His frame was deadened to suffering, I suppose, for he felt relieved of
his pain; but Clement moaned and cried in feverish slumber. His broken
arm was beginning to inflame his blood. He was, besides, much injured by
some kicks from the crowd as he fell. As the old man looked sadly on the
white, baked lips, and the flushed cheeks, contorted with suffering even
in his sleep, Clement gave a sharp cry which disturbed his miserable
neighbours, all slumbering around in uneasy attitudes. They bade him
with curses be silent; and then turning round, tried again to forget
their own misery in sleep. For you see, the bloodthirsty canaille had
not been sated with guillotining and hanging all the nobility they could
find, but were now informing, right and left, even against each other;
and when Clement and Jacques were in the prison, there were few of gentle
blood in the place, and fewer still of gentle manners. At the sound of
the angry words and threats, Jacques thought it best to awaken his master
from his feverish uncomfortable sleep, lest he should provoke more
enmity; and, tenderly lifting him up, he tried to adjust his own body, so
that it should serve as a rest and a pillow for the younger man. The
motion aroused Clement, and he began to talk in a strange, feverish way,
of Virginie, too,--whose name he would not have breathed in such a place
had he been quite himself. But Jacques had as much delicacy of feeling
as any lady in the land, although, mind you, he knew neither how to read
nor write,--and bent his head low down, so that his master might tell him
in a whisper what messages he was to take to Mademoiselle de Crequy, in
case--Poor Clement, he knew it must come to that! No escape for him now,
in Norman disguise or otherwise! Either by gathering fever or
guillotine, death was sure of his prey. Well! when that happened,
Jacques was to go and find Mademoiselle de Crequy, and tell her that her
cousin loved her at the last as he had loved her at the first; but that
she should never have heard another word of his attachment from his
living lips; that he knew he was not good enough for her, his queen; and
that no thought of earning her love by his devotion had prompted his
return to France, only that, if possible, he might have the great
privilege of serving her whom he loved. And then he went off into
rambling talk about petit-maitres, and such kind of expressions, said
Jacques to Flechier, the intendant, little knowing what a clue that one
word gave to much of the poor lad's suffering.

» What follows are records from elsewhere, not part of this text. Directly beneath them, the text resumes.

PR #467, opened 2024-10-24
fix(chart): reference the correct value for the Jetstream domain

protochron:
## Feature or Problem
Pull the `jetstreamDomain` value from `config.wadm.nats.jetstreamDomain` instead of from `config.wadm.jetstreamDomain` since that is what we define in the values file. It is also a more logical way to group the value than what the chart was expecting.

## Release Information
Next chart release

### DIFF
--- a/charts/wadm/Chart.yaml
+++ b/charts/wadm/Chart.yaml
@@ -15,10 +15,10 @@ type: application
 # This is the chart version. This version number should be incremented each time you make changes
 # to the chart and its templates, including the app version.
 # Versions are expected to follow Semantic Versioning (https://semver.org/)
-version: "0.2.7"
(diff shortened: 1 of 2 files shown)


charts/wadm/Chart.yaml
```diff
@@ -15,10 +15,10 @@ type: application
 # This is the chart version. This version number should be incremented each time you make changes
 # to the chart and its templates, including the app version.
 # Versions are expected to follow Semantic Versioning (https://semver.org/)
-version: "0.2.7"
+version: "0.2.8"
```
joonas, line 18: I would say you can even cut a `0.3.0` for this if you'd like, I'm fine either way

joonas (approved):

Issue #432, opened 2024-09-28
[BUG] Infinite reconciliation loop when overlapping rules exist


jamesstocktonj1:
# Description

Consider a scenario with 4 wasmcloud instances with the following labels:
- node 1 - region=us-east-1, cloud=real
- node 2 - region=us-east-2, cloud=real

"The summer morning came slowly on in that dark prison, and when Jacques
could look round--his master was now sleeping on his shoulder, still the
uneasy, starting sleep of fever--he saw that there were many women among
the prisoners. (I have heard some of those who have escaped from the
prisons say, that the look of despair and agony that came into the faces
of the prisoners on first wakening, as the sense of their situation grew
upon them, was what lasted the longest in the memory of the survivors.
This look, they said, passed away from the women's faces sooner than it
did from those of the men.)

"Poor old Jacques kept falling asleep, and plucking himself up again for
fear lest, if he did not attend to his master, some harm might come to
the swollen, helpless arm. Yet his weariness grew upon him in spite of
all his efforts, and at last he felt as if he must give way to the
irresistible desire, if only for five minutes. But just then there was a
bustle at the door. Jacques opened his eyes wide to look.

"'The gaoler is early with breakfast,' said some one, lazily.

"'It is the darkness of this accursed place that makes us think it
early,' said another.

"All this time a parley was going on at the door. Some one came in; not
the gaoler--a woman. The door was shut to and locked behind her. She
only advanced a step or two, for it was too sudden a change, out of the
light into that dark shadow, for any one to see clearly for the first few
minutes. Jacques had his eyes fairly open now, and was wide awake. It
was Mademoiselle de Crequy, looking bright, clear, and resolute. The
faithful heart of the old man read that look like an open page. Her
cousin should not die there on her behalf, without at least the comfort
of her sweet presence.

"'Here he is,' he whispered as her gown would have touched him in
passing, without her perceiving him, in the heavy obscurity of the place.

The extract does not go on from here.